The car’s navigation system works on top of a 3D representation of the road—here, multiple lanes bracketed by trees and apartment buildings. The representation is constructed by the fusion of data from radar, lidar, and other sensors.Mitsubishi Electric Research Laboratories
Rules-based sentence generation can already be seen in simplified form in computer games in which algorithms deliver situational messages based on what the game player does. For driving, a large range of scenarios can be anticipated, and rules-based sentence generation can therefore be programmed in accordance with them. Of course, it is impossible to know every situation a driver may experience. To bridge the gap, we will have to improve the system’s ability to react to situations for which it has not been specifically programmed, using data collected in real time. Today this task is very challenging. As the technology matures, the balance between the two types of navigation will lean further toward data-driven observations.
For instance, it would be comforting for the passenger to know that the reason why the car is suddenly changing lanes is because it wants to avoid an obstacle on the road or avoid a traffic jam up ahead by getting off at the next exit. Additionally, we expect natural-language interfaces to be useful when the vehicle detects a situation it has not seen before, a problem that may require a high level of cognition. If, for instance, the car approaches a road blocked by construction, with no clear path around it, the car could ask the passenger for advice. The passenger might then say something like, “It seems possible to make a left turn after the second traffic cone.”
Because the vehicle’s awareness of its surroundings is transparent to passengers, they are able to interpret and understand the actions being taken by the autonomous vehicle.

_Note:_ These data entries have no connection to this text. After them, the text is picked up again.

PR #2484, opened 2015-06-13
Remove unnecessary changes to detected kernel json file when connecting to external kernels

### LINKED ISSUE #2468: 'Connect to existing kernel' fails if json file not in PWD
I'm using Spyder 2.3.4 on OS X, trying to connect to an existing (remote) IPython kernel.  I successfully connected to the kernel using

    ipython qtconsole --existing /path/to/json/file/kernel-4957.json

but get an error **Unable to connect to IPython kernel-4957.json** when attempting to connect via Spyder.

I was eventually able to connect by moving the kernel-4957.json file to my home directory (which was also my PWD).  The requirement that the json file is in the PWD is totally unexpected, since the "Connect to an existing terminal" dialog box allows me to navigate to find a json file in any directory on my computer.

SylvainCorlay:
Fixes #2468

----

It is unnecessary to prefix the connection file with `kernel-` and add the `.json` extension. IPython's [find_connection_file](https://github.com/jupyter/jupyter_client/blob/1c77df8fe707171504c4a761093041c7ff130c86/jupyter_client/connect.py#L136) already does that for you.

Besides, by doing it forcibly, we prevent the use of kernel files named otherwise than kernel-*.json, which occurs quite often  when connecting to a remote kernel.

### DIFF
--- a/spyderlib/plugins/ipythonconsole.py
+++ b/spyderlib/plugins/ipythonconsole.py
@@ -1058,8 +1058,6 @@ class IPythonConsole(SpyderPluginWidget):
         # Verifying if the connection file exists
         cf = osp.basename(cf)
         try:
-            if not cf.startswith('kernel') and not cf.endswith('json'):
-                cf = to_text_string('kernel-' + cf + '.json')
             find_connection_file(cf, profile='default')
         except (IOError, UnboundLocalError):
             QMessageBox.critical(self, _('IPython'),


spyderlib/plugins/ipythonconsole.py
```diff
@@ -1058,8 +1058,6 @@ def _create_client_for_kernel(self, cf, hostname, kf, pw):
         # Verifying if the connection file exists
         cf = osp.basename(cf)
         try:
-            if not cf.startswith('kernel') and not cf.endswith('json'):
-                cf = to_text_string('kernel-' + cf + '.json')
```
ccordoba12: The idea is to pass the kernel id (like just `4779`) to this field and be able to connect to that kernel, instead of writing `kernel-4779.json`.

That's why these lines are here and I find this feature really useful :-)

SylvainCorlay: This feature is there without these lines.

SylvainCorlay: find_connection_file already does precisely what you are describing.

ccordoba12: Since what IPython version?

SylvainCorlay: It has been the case for a while AFAIK. Here is the function [find_conneciton_file](https://github.com/ipython/ipython/blob/0.13.x/IPython/lib/kernel.py#L56) in 0.13.2.

*If the argument does not match an existing file, it will be interpreted as a fileglob, and the matching file in the profile's security dir with the latest access time will be used.*

ccordoba12: Thanks Sylvain. I wasn't aware of that ;-)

Such understanding has been shown to establish a greater level of trust and perceived safety.
We envision this new pattern of interaction between people and their machines as enabling a more natural—and more human—way of managing automation. Indeed, it has been argued that context-dependent dialogues are a cornerstone of human-computer interaction.

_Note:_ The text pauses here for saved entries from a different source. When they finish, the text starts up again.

Issue #2175, opened 2015-02-17
Editor - Show blank spaces suggestions


spyder-issues-migrator:
_From [goanp...@gmail.com](https://code.google.com/u/114799823853069473860/) on 2015-02-14T12:29:43Z_

Spyder Version:  2.4.0dev (4931: r1ff46f376d07 )
Python Version:  2.7.9
Qt Version    :  4.8.5, PySide 1.2.1 on Linux
pyflakes >=0.5.0:  0.5.0 (OK)
pep8 >=0.6      :  1.4.6 (OK)
IPython >=1.0   :  2.3.1 (OK)
zmq >=2.1.11    :  14.4.1 (OK)
pygments >=1.6  :  2.0.1 (OK)
pandas >=0.13.1 :  0.15.2 (OK)
sphinx >=0.6.6  :  1.2.3 (OK)
psutil >=0.3    :  2.1.1 (OK)
jedi >=0.8.1    :  None (NOK)
rope >=0.9.2    :  0.10.2 (OK)
matplotlib >=1.0:  1.4.2 (OK)
sympy >=0.7.0   :  0.7.6 (OK)
pylint >=0.25   :  None (NOK) 

What steps will reproduce the problem?

 1. Activating the 'Show blank spaces' in the Source menu 

What is the expected output? What do you see instead?

 The function works but I have some suggestions/comments...

Please provide any additional information below

.
I would suggest:
1.) The dots are the same color as main text, they should be lighter, to provide guidance without being too intrusive
2.) It would be nice to sync the indentation characters selected in the Editor Advanced preferences to display the same, so if 4 spaces is selected, every 4 spaces, the dot should become a bar `|` or should be a bit different to show this clearly
3.) I think having dots for the indentation before any content in the line is more than enough. The idea of having this is to guide with indentation, but right now every single space is "highlighted", which can be distracting in the middle of definition of variables and statements of code

_Original issue: http://code.google.com/p/spyderlib/issues/detail?id=2175_

spyder-issues-migrator:
_From [ccordoba12](https://code.google.com/u/ccordoba12/) on 2015-02-15T15:18:53Z_

Good suggestions. About them:

1. No idea how that could be done. I just activated a Qt option to show blank spaces in QPlainTextEdit widgets. So I don't know how dots color is selected.

2. Vertical bars can be activated too, but that's not related to blank spaces, that's a different issue. So please open a new one for that.

[...]

Issue #1805, opened 2015-02-17
Highlight trailing space


spyder-issues-migrator:
_From [vex...@gmail.com](https://code.google.com/u/115177635129669581971/) on 2014-05-01T05:12:24Z_

It would be neat if spyder could highlight trailing space.

I know that there is an option to remove all trailing space upon save, but that is not always desirable, especially in cases where formatting changes and actual changes should be separate commits. I would rather remove trailing whitespace manually, but I can't see it at the moment.

Cheers

_Original issue: http://code.google.com/p/spyderlib/issues/detail?id=1805_

spyder-issues-migrator:
_From [ccordoba12](https://code.google.com/u/ccordoba12/) on 2015-01-01T15:08:34Z_

**Status:** HelpNeeded  
  **Labels:** Cat-Editor

goanpeca:
Well why not activate pep8 then?

ccordoba12:
This already solved. You can view blank spaces now by going to the menu

    Source > Show blank spaces

Nodd:
Showing blank space is not the same as showing trailing blank spaces only. The first one displays little dots everywhere while the second one should display only the one to be removed (and it's harder to do).
Maybe it's easier to highlight them (a simple regexp in the syntax highlighter should do it) with a red background rather than showing a dot ?

ccordoba12:
Ok, you're right. Reopening then ;-)

brhubbar:
I believe this is accomplished by `Completion and Linting > Linting > Underline errors and warnings`

PR #2501, opened 2015-06-23
Make blank space less apparent.

hugobuddel:
Less apparent blank space, improved readability, fixing #2175.
Foreground color of blank space (if shown) is blended with the background color, therefore being less strongly present in both light and dark schemes.

### DIFF
--- a/spyderlib/widgets/sourcecode/syntaxhighlighters.py
+++ b/spyderlib/widgets/sourcecode/syntaxhighlighters.py
@@ -192,7 +192,7 @@ class BaseSH(QSyntaxHighlighter):
             self.color_scheme = color_scheme
         self.setup_formats()
         self.rehighlight()
-    
+
     def highlightBlock(self, text):
         raise NotImplementedError
 
--- a/spyderlib/widgets/sourcecode/syntaxhighlighters.py
+++ b/spyderlib/widgets/sourcecode/syntaxhighlighters.py
@@ -414,6 +414,29 @@ class PythonSH(BaseSH):
                     
             match = self.PROG.search(text, match.end())
  
+        # Make blank space less apparent by setting the foreground
+        # color closer to the background color.
+        # This only has an effect when "Show blank space" is turned on.
+        for space_character in [" ", "\t"]:
+            pos = text.find(space_character, 0)
+            while pos >= 0:
+                posoffset = pos + offset
+                if posoffset >= 0:
+                    format = self.format(posoffset)
+                    color_foreground = format.foreground().color()
+                    color_background = format.background().color()
+                    # Blend the colors.
+                    fr, fg, fb = 0.3, 0.3, 0.3
+                    color_foreground_new = QColor(
+                        fr*color_foreground.red() + (1-fr)*color_background.red(),
+                        fg*color_foreground.green() + (1-fg)*color_background.green(),
+                        fb*color_foreground.blue() + (1-fb)*color_background.blue(),
+                        255,
+                    )
+                    self.setFormat(posoffset, 1, color_foreground_new)
+                
+                pos = text.find(" ", pos+1)
+        
         self.setCurrentBlockState(state)
         
         if oedata is not None:
--- a/spyderlib/widgets/sourcecode/syntaxhighlighters.py
+++ b/spyderlib/widgets/sourcecode/syntaxhighlighters.py
@@ -212,8 +212,10 @@ class BaseSH(QSyntaxHighlighter):
                 start, end = match.span()
                 start = max([0, start+offset])
                 end = max([0, end+offset])
+                # Format trailing spaces at the end of the line. 
                 if end == len(text) and format_trailing is not None:
                     self.setFormat(start, end, format_trailing)
+                # Format leading spaces, e.g. indentation.
                 if start == 0 and format_leading is not None:
                     self.setFormat(start, end, format_leading)
                 format = self.format(start)
@@ -449,10 +451,9 @@ class PythonSH(BaseSH):
         
         self.setCurrentBlockState(state)
         
-        # Use normal format for indentation.
+        # Use normal format for indentation and trailing spaces.
         self.formats['leading'] = self.formats['normal']
-        # Use number format for trailing spaces.
-        self.formats['trailing'] = self.formats['number']
+        self.formats['trailing'] = self.formats['normal']
         self.highlight_spaces(text, offset)
         
         if oedata is not None:
--- a/spyderlib/widgets/sourcecode/syntaxhighlighters.py
+++ b/spyderlib/widgets/sourcecode/syntaxhighlighters.py
@@ -84,8 +84,12 @@ class BaseSH(QSyntaxHighlighter):
     """Base Syntax Highlighter Class"""
     # Syntax highlighting rules:
     PROG = None
+    BLANKPROG = re.compile("\s+")
     # Syntax highlighting states (from one text block to another):
     NORMAL = 0
+    # Syntax highlighting parameters.
+    BLANK_ALPHA_FACTOR = 0.31
+    
     def __init__(self, parent, font=None, color_scheme='Spyder'):
         QSyntaxHighlighter.__init__(self, parent)
         
@@ -187,10 +191,28 @@ class BaseSH(QSyntaxHighlighter):
             self.color_scheme = color_scheme
         self.setup_formats()
         self.rehighlight()
-
+    
     def highlightBlock(self, text):
         raise NotImplementedError
-            
+
+    def highlight_spaces(self, text, offset=0):
+        """
+        Make blank space less apparent by setting the foreground alpha.
+        This only has an effect when 'Show blank space' is turned on.
+        Derived classes could call this function at the end of
+        highlightBlock().
+        """
+        match = self.BLANKPROG.search(text, offset)
+        while match:
+            start, end = match.span()
+            start = max([0, start+offset])
+            end = max([0, end+offset])
+            format = self.format(start)
+            color_foreground = format.foreground().color()
+            color_foreground.setAlphaF(self.BLANK_ALPHA_FACTOR * color_foreground.alphaF())
+            self.setFormat(start, end-start, color_foreground)
+            match = self.BLANKPROG.search(text, match.end())
+    
     def get_outlineexplorer_data(self):
         return self.outlineexplorer_data
 
@@ -202,9 +224,9 @@ class BaseSH(QSyntaxHighlighter):
 
 
 class TextSH(BaseSH):
-    """Simple Text Syntax Highlighter Class (do nothing)"""
+    """Simple Text Syntax Highlighter Class (only highlight spaces)"""
     def highlightBlock(self, text):
-        pass
+        self.highlight_spaces(text)
 
 
 class GenericSH(BaseSH):
@@ -225,6 +247,8 @@ class GenericSH(BaseSH):
                     self.setFormat(start, end-start, self.formats[key])
                     
             match = self.PROG.search(text, match.end())
+        
+        self.highlight_spaces(text)
 
 
 #==============================================================================
@@ -413,20 +437,8 @@ class PythonSH(BaseSH):
                                                    self.formats["keyword"])
                     
             match = self.PROG.search(text, match.end())
- 
-        # Make blank space less apparent by setting the foreground alpha.
-        # This only has an effect when "Show blank space" is turned on.
-        re_blank = re.compile("\s+")
-        match = re_blank.search(text, offset)
-        while match:
-            start, end = match.span()
-            start = max([0, start+offset])
-            end = max([0, end+offset])
-            format = self.format(start)
-            color_foreground = format.foreground().color()
-            color_foreground.setAlpha(80)
-            self.setFormat(start, end-start, color_foreground)
-            match = re_blank.search(text, match.end())
+        
+        self.highlight_spaces(text, offset)
         
         self.setCurrentBlockState(state)
         
@@ -550,7 +562,9 @@ class CppSH(BaseSH):
                         self.setFormat(start, end-start, self.formats[key])
                     
             match = self.PROG.search(text, match.end())
-
+        
+        self.highlight_spaces(text)
+        
         last_state = self.INSIDE_COMMENT if inside_comment else self.NORMAL
         self.setCurrentBlockState(last_state)
 
@@ -625,6 +639,8 @@ class FortranSH(BaseSH):
                                            self.formats["definition"])
                     
             match = self.PROG.search(text, match.end())
+        
+        self.highlight_spaces(text)
 
 class Fortran77SH(FortranSH):
     """Fortran 77 Syntax Highlighter"""
@@ -632,6 +648,7 @@ class Fortran77SH(FortranSH):
         text = to_text_string(text)
         if text.startswith(("c", "C")):
             self.setFormat(0, len(text), self.formats["comment"])
+            self.highlight_spaces(text)
         else:
             FortranSH.highlightBlock(self, text)
             self.setFormat(0, 5, self.formats["comment"])
@@ -687,7 +704,8 @@ class DiffSH(BaseSH):
             self.setFormat(0, len(text), self.formats["number"])
         elif text.startswith("@"):
             self.setFormat(0, len(text), self.formats["builtin"])
-
+        
+        self.highlight_spaces(text)
 
 #==============================================================================
 # NSIS highlighter
@@ -817,6 +835,8 @@ class BaseWebSH(BaseSH):
             
             match = self.PROG.search(text, match.end())
             match_count += 1
+        
+        self.highlight_spaces(text)
 
 def make_html_patterns():
     """Strongly inspired from idlelib.ColorDelegator.make_pat """
@@ -899,7 +919,8 @@ class PygmentsSH(BaseSH):
             start = ct
             ct += len(val)        
             self.setFormat(start, ct-start, self.formats[key])
-
+        
+        self.highlight_spaces(text)
 
 def guess_pygments_highlighter(filename):
     """Factory to generate syntax highlighter for the given filename.
--- a/spyderlib/widgets/sourcecode/syntaxhighlighters.py
+++ b/spyderlib/widgets/sourcecode/syntaxhighlighters.py
@@ -203,7 +203,8 @@ class BaseSH(QSyntaxHighlighter):
         Derived classes could call this function at the end of
         highlightBlock().
         """
-        show_blanks = self.document().defaultTextOption().flags() & QTextOption.ShowTabsAndSpaces
+        flags_text = self.document().defaultTextOption().flags()
+        show_blanks =  flags_text & QTextOption.ShowTabsAndSpaces
         if show_blanks:
             format_leading = self.formats.get("leading", None)
             format_trailing = self.formats.get("trailing", None)
@@ -220,7 +221,8 @@ class BaseSH(QSyntaxHighlighter):
                     self.setFormat(start, end, format_leading)
                 format = self.format(start)
                 color_foreground = format.foreground().color()
-                color_foreground.setAlphaF(self.BLANK_ALPHA_FACTOR * color_foreground.alphaF())
+                alpha_new = self.BLANK_ALPHA_FACTOR * color_foreground.alphaF()
+                color_foreground.setAlphaF(alpha_new)
                 self.setFormat(start, end-start, color_foreground)
                 match = self.BLANKPROG.search(text, match.end())
     
--- a/spyderlib/widgets/sourcecode/syntaxhighlighters.py
+++ b/spyderlib/widgets/sourcecode/syntaxhighlighters.py
@@ -414,28 +414,19 @@ class PythonSH(BaseSH):
                     
             match = self.PROG.search(text, match.end())
  
-        # Make blank space less apparent by setting the foreground
-        # color closer to the background color.
+        # Make blank space less apparent by setting the foreground alpha.
         # This only has an effect when "Show blank space" is turned on.
-        for space_character in [" ", "\t"]:
-            pos = text.find(space_character, 0)
-            while pos >= 0:
-                posoffset = pos + offset
-                if posoffset >= 0:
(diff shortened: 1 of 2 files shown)


hugobuddel:
Left the old syntax highlighting, right the new. Top default Spyder scheme, bottom Spyder/Dark scheme. Especially the spaces in 'real' code improve readability, like the ones around the equal signs.

Apparently something goes wrong with the spaces after the tab character, which I only noticed when making the screenshots.

spaces

hugobuddel:
The issue with the tab character has been fixed. Not going to make new screenshots because it is bedtime here.

Perhaps the code can be improved by matching a white space regexp instead of reformatting one character at a time using a double loop. But it works and isn't that bad IMO.

ccordoba12:
@hugobuddel, thanks a lot for taking the time to work on this :-)

@goanpeca, would you mind to review this PR?

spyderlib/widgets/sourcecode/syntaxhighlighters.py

Mitsubishi’s scene-aware interactive system labels objects of interest and locates them on a GPS map.Mitsubishi Electric Research Laboratories
Cars will soon come equipped with language-based warning systems that alert drivers to pedestrians and cyclists as well as inanimate obstacles on the road. Three to five years from now, this capability will advance to route guidance based on landmarks and, ultimately, to scene-aware virtual assistants that engage drivers and passengers in conversations about surrounding places and events. Such dialogues might reference Yelp reviews of nearby restaurants or engage in travelogue-style storytelling, say, when driving through interesting or historic regions.
Truck drivers, too, can get help navigating an unfamiliar distribution center or get some hitching assistance. Applied in other domains, mobile robots could help weary travelers with their luggage and guide them to their rooms, or clean up a spill in aisle 9, and human operators could provide high-level guidance to delivery drones as they approach a drop-off location.
This technology also reaches beyond the problem of mobility. Medical virtual assistants might detect the possible onset of a stroke or an elevated heart rate, communicate with a user to confirm whether there is indeed a problem, relay a message to doctors to seek guidance, and if the emergency is real, alert first responders. Home appliances might anticipate a user’s intent, say, by turning down an air conditioner when the user leaves the house. Such capabilities would constitute a convenience for the typical person, but they would be a game-changer for people with disabilities.
Natural-voice processing for machine-to-human communications has come a long way. Achieving the type of fluid interactions between robots and humans as portrayed on TV or in movies may still be some distance off. But now, it’s at least visible on the horizon.